Work task:
Write out only the opening lines of the entries, through the line with "instructions in the global scope".

(Records from a data source)
[Start of Attachment]
PR #3682, opened 2020-08-11
spirv-opt: Add spvOpcodeIsAccessChain

andreperezmaselco:
This PR implements the `spvOpcodeIsAccessChain` function
that checks if the given opcode represents an access chain
instruction.

### DIFF
--- a/source/opcode.cpp
+++ b/source/opcode.cpp
@@ -719,3 +719,14 @@ std::vector<uint32_t> spvOpcodeMemorySemanticsOperandIndices(SpvOp opcode) {
       return {};
   }
 }
+
+bool spvOpcodeIsAccessChain(SpvOp opcode) {
+  switch (opcode) {
+    case SpvOpAccessChain:
+    case SpvOpInBoundsAccessChain:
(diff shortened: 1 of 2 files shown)


andreperezmaselco:
@s-perron, this implementation will be useful in `spirv-fuzz`.

source/opcode.cpp
```diff
@@ -719,3 +719,14 @@ std::vector<uint32_t> spvOpcodeMemorySemanticsOperandIndices(SpvOp opcode) {
       return {};
   }
 }
+
+bool spvOpcodeIsAccessChain(SpvOp opcode) {
+  switch (opcode) {
+    case SpvOpAccessChain:
+    case SpvOpInBoundsAccessChain:
+    case SpvOpPtrAccessChain:
```
s-perron, line 727: Why don't you include "OpInBoundsPtrAccessChain"?

andreperezmaselco: I just missed it because it was not in sequence with the others in the specification.
Done.

PR #3693, opened 2020-08-13
Improve non-semantic instruction handling in the optimizer

alan-baker:
This does not aim to be complete support for non-semantic instructions in the optimizer. It is enough to handle basics properly and meet the needs of https://github.com/kpet/clvk/pull/250. In the future, `KillInst()` should probably call `KillNonSemanticInfo()` automatically.

* No longer blindly add global non-semantic info instructions to global
  types and values
  * functions now have a list of non-semantic instructions that succeed
    them in the global scope
  * global non-semantic instructions go in global types and values if
    they appear before any function, otherwise they are attached to the
    immediate function predecessor in the module
* changed ADCE to use the function removal utility
* Modified EliminateFunction to have special handling for non-semantic
  instructions in the global scope
  * non-semantic instructions are moved to an earlier function (or full
    global set) if the function they are attached to is eliminated
  * Added IRContext::KillNonSemanticInfo to remove the tree of
    non-semantic instructions that use an instruction
  * this is used in function elimination
* There is still significant work in the optimizer to handle
  non-semantic instructions fully in the optimizer

### DIFF
--- a/source/opt/eliminate_dead_functions_util.cpp
+++ b/source/opt/eliminate_dead_functions_util.cpp
@@ -21,9 +21,32 @@ namespace eliminatedeadfunctionsutil {
 
 Module::iterator EliminateFunction(IRContext* context,
                                    Module::iterator* func_iter) {
+  bool first_func = *func_iter == context->module()->begin();
+  bool seen_func_end = false;
   (*func_iter)
-      ->ForEachInst([context](Instruction* inst) { context->KillInst(inst); },
-                    true);
+      ->ForEachInst(
+          [context, first_func, func_iter, &seen_func_end](Instruction* inst) {
+            if (inst->opcode() == SpvOpFunctionEnd) {
+              seen_func_end = true;
+            }
+            // Move non-semantic instructions to the previous function or
+            // global values if this is the first function.
+            if (seen_func_end && inst->opcode() == SpvOpExtInst) {
+              std::unique_ptr<Instruction> clone(inst->Clone(context));
+              if (first_func) {
+                context->AddGlobalValue(std::move(clone));
+              } else {
+                auto prev_func_iter = *func_iter;
+                --prev_func_iter;
+                prev_func_iter->AddNonSemanticInstruction(std::move(clone));
+              }
+              inst->ToNop();
+            } else {
+              context->KillNonSemanticInfo(inst);
+              context->KillInst(inst);
+            }
+          },
+          true, true);
   return func_iter->Erase();
 }
 
--- a/source/opt/eliminate_dead_functions_util.cpp
+++ b/source/opt/eliminate_dead_functions_util.cpp
@@ -32,7 +32,10 @@ Module::iterator EliminateFunction(IRContext* context,
             // Move non-semantic instructions to the previous function or
             // global values if this is the first function.
             if (seen_func_end && inst->opcode() == SpvOpExtInst) {
+              assert(inst->IsNonSemanticInstruction());
               std::unique_ptr<Instruction> clone(inst->Clone(context));
+              context->ForgetUses(inst);
+              context->AnalyzeDefUse(clone.get());
               if (first_func) {
                 context->AddGlobalValue(std::move(clone));
               } else {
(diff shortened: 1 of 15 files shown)


source/opt/function.h
```diff
@@ -79,6 +79,10 @@ class Function {
   // Saves the given function end instruction.
   inline void SetFunctionEnd(std::unique_ptr<Instruction> end_inst);
 
+  // Add a non-semantic instruction that succeeds this function in the module.
```
s-perron, line 82: Should you say where the new instruction will be relative to the previously existing non-semantic instructions succeeding this function?  Does it come before all of them or after all of them?

source/opt/function.h
```diff
@@ -115,19 +119,24 @@ class Function {
   }
 
   // Runs the given function |f| on instructions in this function, in order,
-  // and optionally on debug line instructions that might precede them.
+  // and optionally on debug line instructions that might precede them and
+  // non-semantic instructions that succceed them.
```
s-perron, line 123: Small nit.  For the debug line instructions the "them" refers to the instructions in the function.  So it sounds like the non-semantic instructions that will be check are those that succeed every individual instruction in the function.  It might be more precise to say "non-semantic instruction that succeed the function."

source/opt/function.h
```diff
@@ -115,19 +119,24 @@ class Function {
...
   void ForEachInst(const std::function<void(const Instruction*)>& f,
-                   bool run_on_debug_line_insts = false) const;
+                   bool run_on_debug_line_insts = false,
+                   bool run_on_non_semantic_insts = false) const;
   // Runs the given function |f| on instructions in this function, in order,
-  // and optionally on debug line instructions that might precede them.
-  // If |f| returns false, iteration is terminated and this function returns
-  // false.
+  // and optionally on debug line instructions that might precede them and
+  // non-semantic instructions that succeed them.  If |f| returns false,
```
s-perron, line 132: Same as above.

source/opt/function.h
```diff
@@ -172,6 +181,8 @@ class Function {
   std::vector<std::unique_ptr<BasicBlock>> blocks_;
   // The OpFunctionEnd instruction.
   std::unique_ptr<Instruction> end_inst_;
+  // Non-semantic instructions preceded by this function.
```
s-perron, line 184: Should is be the instructions that "succeed" this function?

source/opt/ir_context.cpp
```diff
@@ -213,6 +213,21 @@ Instruction* IRContext::KillInst(Instruction* inst) {
...
 }
 
+void IRContext::KillNonSemanticInfo(Instruction* inst) {
+  if (!inst->HasResultId()) return;
+  get_def_use_mgr()->ForEachUser(inst, [this](Instruction* user) {
+    if (user->opcode() == SpvOpExtInst) {
+      auto import_inst =
+          get_def_use_mgr()->GetDef(user->GetSingleWordInOperand(0));
+      std::string import_name = import_inst->GetInOperand(0).AsString();
+      if (import_name.find("NonSemantic.") == 0) {
```
s-perron, line 223: It might be nice having this check in its own function.  So this code would be something like:

```
if (user->IsNonSemantic()) { KillNonSemanticInfo(user); KillInst(user); }
```

source/opt/eliminate_dead_functions_util.cpp
```diff
@@ -21,9 +21,32 @@ namespace eliminatedeadfunctionsutil {
...
-                    true);
+      ->ForEachInst(
+          [context, first_func, func_iter, &seen_func_end](Instruction* inst) {
+            if (inst->opcode() == SpvOpFunctionEnd) {
+              seen_func_end = true;
+            }
+            // Move non-semantic instructions to the previous function or
+            // global values if this is the first function.
+            if (seen_func_end && inst->opcode() == SpvOpExtInst) {
+              std::unique_ptr<Instruction> clone(inst->Clone(context));
```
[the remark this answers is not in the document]
alan-baker: Done with the new function IsNonSemanticInfo.

source/opt/ir_context.cpp
alan-baker: Added IsNonSemanticInstruction().

PR #3694, opened 2020-08-13
spirv-fuzz: Check header dominance when adding dead block

### LINKED ISSUE #3690: spirv-fuzz: Invalidation when adding dead block
`spirv-val` invalidated a fuzzed shader because a selection header does not dominates its merge block. According to SPIR-V specification, each header block must strictly dominate its merge block, unless the merge block is unreachable in the CFG.
```
error: line 172: The selection construct with the selection header 487[%487] does not dominate the merge block 59[%59]
  %59 = OpLabel
```
Debugging `spirv-fuzz`, I found that `TransformationAddDeadBlock::IsApplicable` does not check if `existing_block` strictly dominate `successor_block_id`.

andreperezmaselco:
`TransformationAddDeadBlock` did not check whether the existing block
(that will become a selection header) dominates its successor block (that
will become its merge block).

This change adds the check.

Fixes #3690.

### DIFF
--- a/source/fuzz/transformation_add_dead_block.cpp
+++ b/source/fuzz/transformation_add_dead_block.cpp
@@ -78,6 +78,16 @@ bool TransformationAddDeadBlock::IsApplicable(
     return false;
   }
 
+  // If |successor_block_id| is reachable, then it must be strictly dominated by
+  // |existing_block|.
+  opt::DominatorAnalysis* dominator_analysis =
+      ir_context->GetDominatorAnalysis(existing_block->GetParent());
+  if (dominator_analysis->IsReachable(successor_block_id) &&
+      !dominator_analysis->StrictlyDominates(existing_block->id(),
+                                             successor_block_id)) {
+    return false;
+  }
+
   return true;
 }
 
--- a/source/fuzz/transformation_add_dead_block.cpp
+++ b/source/fuzz/transformation_add_dead_block.cpp
@@ -78,13 +78,24 @@ bool TransformationAddDeadBlock::IsApplicable(
     return false;
   }
 
-  // If |successor_block_id| is reachable, then it must be strictly dominated by
-  // |existing_block|.
+  // |existing_block| must be reachable.
   opt::DominatorAnalysis* dominator_analysis =
       ir_context->GetDominatorAnalysis(existing_block->GetParent());
-  if (dominator_analysis->IsReachable(successor_block_id) &&
-      !dominator_analysis->StrictlyDominates(existing_block->id(),
-                                             successor_block_id)) {
+  if (!dominator_analysis->IsReachable(existing_block->id())) {
+    return false;
+  }
+
+  assert(existing_block->id() != successor_block_id &&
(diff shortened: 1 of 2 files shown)


source/fuzz/transformation_add_dead_block.cpp
```diff
@@ -78,6 +78,16 @@ bool TransformationAddDeadBlock::IsApplicable(
     return false;
   }
 
+  // If |successor_block_id| is reachable, then it must be strictly dominated by
+  // |existing_block|.
+  opt::DominatorAnalysis* dominator_analysis =
+      ir_context->GetDominatorAnalysis(existing_block->GetParent());
+  if (dominator_analysis->IsReachable(successor_block_id) &&
```
Vasniktel, line 85: I think in this case `successor_block_id` is always reachable _from the header block_. I think the spec meant if there is no path from the header block to the merge block.

Thus, I think it is better to remove `IsReachable` check since we might be creating a dead block inside some other dead block. That is, both `existing_block` and `successor_block_id` might be unreahcble from the entry point but there is still a path from the former to the latter. Thus, the former should always dominate the latter.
[End of Attachment]
Output for this exercise:
PR #3682, opened 2020-08-11
spirv-opt: Add spvOpcodeIsAccessChain

andreperezmaselco:
This PR implements the `spvOpcodeIsAccessChain` function
that checks if the given opcode represents an access chain
instruction.

### DIFF
--- a/source/opcode.cpp
+++ b/source/opcode.cpp
@@ -719,3 +719,14 @@ std::vector<uint32_t> spvOpcodeMemorySemanticsOperandIndices(SpvOp opcode) {
       return {};
   }
 }
+
+bool spvOpcodeIsAccessChain(SpvOp opcode) {
+  switch (opcode) {
+    case SpvOpAccessChain:
+    case SpvOpInBoundsAccessChain:
(diff shortened: 1 of 2 files shown)


andreperezmaselco:
@s-perron, this implementation will be useful in `spirv-fuzz`.

source/opcode.cpp
```diff
@@ -719,3 +719,14 @@ std::vector<uint32_t> spvOpcodeMemorySemanticsOperandIndices(SpvOp opcode) {
       return {};
   }
 }
+
+bool spvOpcodeIsAccessChain(SpvOp opcode) {
+  switch (opcode) {
+    case SpvOpAccessChain:
+    case SpvOpInBoundsAccessChain:
+    case SpvOpPtrAccessChain:
```
s-perron, line 727: Why don't you include "OpInBoundsPtrAccessChain"?

andreperezmaselco: I just missed it because it was not in sequence with the others in the specification.
Done.

PR #3693, opened 2020-08-13
Improve non-semantic instruction handling in the optimizer

alan-baker:
This does not aim to be complete support for non-semantic instructions in the optimizer. It is enough to handle basics properly and meet the needs of https://github.com/kpet/clvk/pull/250. In the future, `KillInst()` should probably call `KillNonSemanticInfo()` automatically.

* No longer blindly add global non-semantic info instructions to global
  types and values
  * functions now have a list of non-semantic instructions that succeed
    them in the global scope
  * global non-semantic instructions go in global types and values if
    they appear before any function, otherwise they are attached to the
    immediate function predecessor in the module
* changed ADCE to use the function removal utility
* Modified EliminateFunction to have special handling for non-semantic
  instructions in the global scope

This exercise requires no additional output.